PR #10306, opened 2023-01-02
Codechange: address CodeQL issue "Multiplication result converted to larger type"

TrueBrain:
## Motivation / Problem

Mostly I was curious how hard it is to address the issues found by CodeQL in #10299.

## Description

Address the multiplication issues found by CodeQL. Mostly this is easily avoided by casting the first value to the bigger type. Sometimes this allowed for some code cleanup.

The `BufferSize` is worth mentioning: it gives the suggestion it should be used for .. well .. buffer size, so a `size_t` felt more appropriate than the `int`. Having it signed is very weird anyway, so changing it to unsigned doesn't hurt anyone.

Most of the hits are unlikely to cause any problems for us, with two exceptions:
- The linkgraph could, potentially, wrap before we expect it
- The money cheat could, potentially, wrap before we expect it

Both will most likely go unnoticed by the end-user anyway.

I cherry-picked the CodeQL change, to check if I actually addressed all of them. It is very tricky to run the CodeQL locally, to see if you actually fixed the issues mentioned. I will remove that commit when I convinced myself it actually does solve those issues.

## Checklist for review

### DIFF
--- a/src/blitter/base.hpp
+++ b/src/blitter/base.hpp
@@ -170,7 +170,7 @@ public:
 	 * @param height The height of the buffer-to-be.
 	 * @return The size needed for the buffer.
 	 */
-	virtual int BufferSize(int width, int height) = 0;
+	virtual size_t BufferSize(uint width, uint height) = 0;
 
 	/**
 	 * Called when the 8bpp palette is changed; you should redraw all pixels on the screen that
--- a/src/cheat_gui.cpp
+++ b/src/cheat_gui.cpp
@@ -56,7 +56,7 @@ static int32 _money_cheat_amount = 10000000;
  */
 static int32 ClickMoneyCheat(int32 p1, int32 p2)
 {
-	Command<CMD_MONEY_CHEAT>::Post(p2 * _money_cheat_amount);
+	Command<CMD_MONEY_CHEAT>::Post(Money(_money_cheat_amount) * p2);
 	return _money_cheat_amount;
 }
 
--- a/src/ground_vehicle.cpp
+++ b/src/ground_vehicle.cpp
@@ -141,7 +141,7 @@ int GroundVehicle<T, Type>::GetAcceleration() const
 	}
 	/* Air drag; the air drag coefficient is in an arbitrary NewGRF-unit,
 	 * so we need some magic conversion factor. */
-	resistance += (area * this->gcache.cached_air_drag * speed * speed) / 1000;
+	resistance += static_cast<int64>(area) * this->gcache.cached_air_drag * speed * speed / 1000;
 
 	resistance += this->GetSlopeResistance();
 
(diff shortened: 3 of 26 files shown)


src/blitter/base.hpp
```diff
@@ -170,7 +170,7 @@ class Blitter : public SpriteEncoder {
 	 * @param height The height of the buffer-to-be.
 	 * @return The size needed for the buffer.
 	 */
-	virtual int BufferSize(int width, int height) = 0;
+	virtual size_t BufferSize(int width, int height) = 0;
```
nielsmh: Arguably the arguments should also be unsigned, a negative buffer dimension doesn't make sense.

src/cheat_gui.cpp
```diff
@@ -56,7 +56,7 @@ static int32 _money_cheat_amount = 10000000;
  */
 static int32 ClickMoneyCheat(int32 p1, int32 p2)
 {
-	Command<CMD_MONEY_CHEAT>::Post(p2 * _money_cheat_amount);
+	Command<CMD_MONEY_CHEAT>::Post(Money(p2) * _money_cheat_amount);
```
rubidium42: Conceptually I would do `Money(_money_cheat_amount) * p2` as the amount is the actual money, whereas p2 is just a multiplier.

src/ground_vehicle.cpp
```diff
@@ -141,7 +141,7 @@ int GroundVehicle<T, Type>::GetAcceleration() const
 	}
 	/* Air drag; the air drag coefficient is in an arbitrary NewGRF-unit,
 	 * so we need some magic conversion factor. */
-	resistance += (area * this->gcache.cached_air_drag * speed * speed) / 1000;
+	resistance += static_cast<size_t>(area) * this->gcache.cached_air_drag * speed * speed / 1000;
```
rubidium42: `resistance` is not a `size_t` but `int64`, so it is still broken for 32 bit builds.

src/blitter/base.hpp
TrueBrain: Totally agree, but I considered it out-of-scope of this PR :) Otherwise it becomes such a rabbit-hole :P

In good news, most of the time width/height are unsigned .. just sometimes they are not ;)

PS: bah, I was curious, so I fixed this one :P

src/ground_vehicle.cpp
TrueBrain: awh, and here I thought I checked them all :( Nicely spotted :D

src/cheat_gui.cpp
```diff
@@ -43,7 +43,7 @@
  * This variable is semantically a constant value, but because the cheat
  * code requires to be able to write to the variable it is not constified.
  */
-static int32 _money_cheat_amount = 10000000;
+static Money _money_cheat_amount = 10000000;
```
rubidium42: This change would require line 189 to change as well to SLE_INT64 (if that even works).

TrueBrain: No, it silently casts it to the right thing. But let's not make this PR more complicated than we have to ;) Fixed it by leaving it an `int32`

rubidium42 (approved):
LGTM ;)

Issue #6041, opened 2014-06-11
Huge linkgraph savegame section


DorpsGek:
**_Rubidium_ opened the ticket and wrote:**

> The savegame of https://www.tt-forums.net/viewtopic.php?f=31&t=70715 has a linkgraph section of about 275 MiB. This is more than the allowed 256 MiB, and shows some weakness of the linkgraph with respect to memory usage, especially in the savegame.
> 
> We need to figure out whether the savegame size can be reduced significantly in this case.
> 
> To load the savegame, use the attached diff.

**Attachments**
- [to_load.diff](https://bugs.openttd.org/task/6041/getfile/9857/to_load.diff) (0.84 KiB)

**Reported version**: _1.4.1_
**Operating system**: _All_

---

DorpsGek:
**_fonsinchen_ wrote:**

> r26646 reduces the size of the saveload chunk but is not straightforward to backport to 1.4 as it also bumps the saveload version.
> r26650 allows larger saveload chunks, of up to 4GiB
> 
> Some patches to backport r26646, reactivating the minor saveload version have been proposed. However, as r26650 can easily be backported I think that's unnecessary. With such large link graphs you already need a lot of RAM to keep the in-memory representation of the link graph around and the RAM requirements are still moderate compared to the CPU requirements of actually running such a game. On my computer the given savegame runs unplayably slow, but uses only about 500MiB to 1GiB of the 4GiB of RAM available. The save games are somewhat larger without r26646 but as the example shows they can be compressed very efficiently.
> 
> We could use a sparse vector or matrix implementation to optimize the in-memory representation of link graphs for size, but as most of the time link graphs are much smaller than the example given here I don't think it's worth it.

---
###### _This comment was imported from FlySpray: https://bugs.openttd.org/task/6041#comment13384_

DorpsGek:
**_Rubidium_ closed the ticket.**

**Reason for closing: _Fixed_**

> 

---
###### _This comment was imported from FlySpray: https://bugs.openttd.org/task/6041_

PR #10314, opened 2023-01-03
Codechange: Don't use a dense matrix to store LinkGraph edges.

michicc:
## Motivation / Problem

The LinkGraph uses a dense matrix to store information about links (edges) between stations (nodes).
This matrix can be potentially big and contains mostly unused entries since it is not used to store distances anymore (see #6041).
The savegame is already only storing the used entries of the matrix.

Additionally, the source and destination of each edge are purely determined positionally, which necessitates wrapper classes around nodes and edges and custom iterator implementations to walk the edges, just so the callers aren't exposed to this.
The `SmallMatrix` container used to store the edges is also not C++-aware, which is worked around by simulating constructors.

## Description

This PR moves the edges to be stored into a simple sorted `std::vector` in each node.
Each edge also stores its destination, so there's no need for any custom wrappers and iterators anymore.
The annotations of the LinkGraphJob are given reference to the source elements, removing the position dependence there, too.

As the linkgraph was the only user of `SmallMatrix`, it can go, too.

## Limitations

Not tested for performance.
Sparsely used dense matrices are usually not very cache-friendly, so not having them is probably good. Also, resizing the matrix is expensive.

Minimally checked for correctness as I am not an avid cdist player and don't have a large sample set of reference savegames at hand.

## Checklist for review


LordAro:
>Not tested for performance.

Would be very useful to get some numbers on this

src/saveload/saveload.h
```diff
@@ -344,6 +344,8 @@ enum SaveLoadVersion : uint16 {
 	SLV_LAST_LOADING_TICK,                  ///< 301  PR#9693 Store tick of last loading for vehicles.
 	SLV_MULTITRACK_LEVEL_CROSSINGS,         ///< 302  PR#9931 v13.0  Multi-track level crossings.
 
+	SLV_LINKGRAPH_EDGES,                    ///< 303  PR#xxxxx Explicitly store link graph edges destination.
```
LordAro: you can do this now :)

michicc:
> Would be very useful to get some numbers on this

Anybody got some good test savegames for this? I don't play much with cargodist (well, more like at all), so my collection is severely lacking for something with noticeable linkgraph CPU load.

JGRennison:
I've pinched some ideas from here into my branch, and in doing so have added some extra things which might be worth considering here.

The number of EdgeAnnotation instances per NodeAllocation is relatively small, and does not change after initialisation.
To reduce the allocation overheads of std::vector instances per NodeAllocation, you could allocate all the EdgeAnnotation instances in a single std::vector or other contiguous block, and use std::span instances within NodeAllocation. This would probably get you better memory locality.
You can do the same thing for DemandAnnotation instances once the demand allocation phase is done, but this is a bit more fiddly.

In EdgeAnnotation, the `const LinkGraph::BaseEdge &base` reference could be removed outright.
It is (in most cases) 8 bytes, and only things which are actually needed through it are the capacity and the distance annotation (which can be precomputed), which also total to 8 bytes. This also would probably get you better memory locality.

LordAro (approved):
@JGRennison PRing your additional changes would be appreciated too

▶ [Work item]: Could you write out exactly the lines above, starting at the first one and ending with the line that has "Both will most"?

▶ [Exercise solution]:
PR #10306, opened 2023-01-02
Codechange: address CodeQL issue "Multiplication result converted to larger type"

TrueBrain:
## Motivation / Problem

Mostly I was curious how hard it is to address the issues found by CodeQL in #10299.

## Description

Address the multiplication issues found by CodeQL. Mostly this is easily avoided by casting the first value to the bigger type. Sometimes this allowed for some code cleanup.

The `BufferSize` is worth mentioning: it gives the suggestion it should be used for .. well .. buffer size, so a `size_t` felt more appropriate than the `int`. Having it signed is very weird anyway, so changing it to unsigned doesn't hurt anyone.

Most of the hits are unlikely to cause any problems for us, with two exceptions:
- The linkgraph could, potentially, wrap before we expect it
- The money cheat could, potentially, wrap before we expect it

Both will most likely go unnoticed by the end-user anyway.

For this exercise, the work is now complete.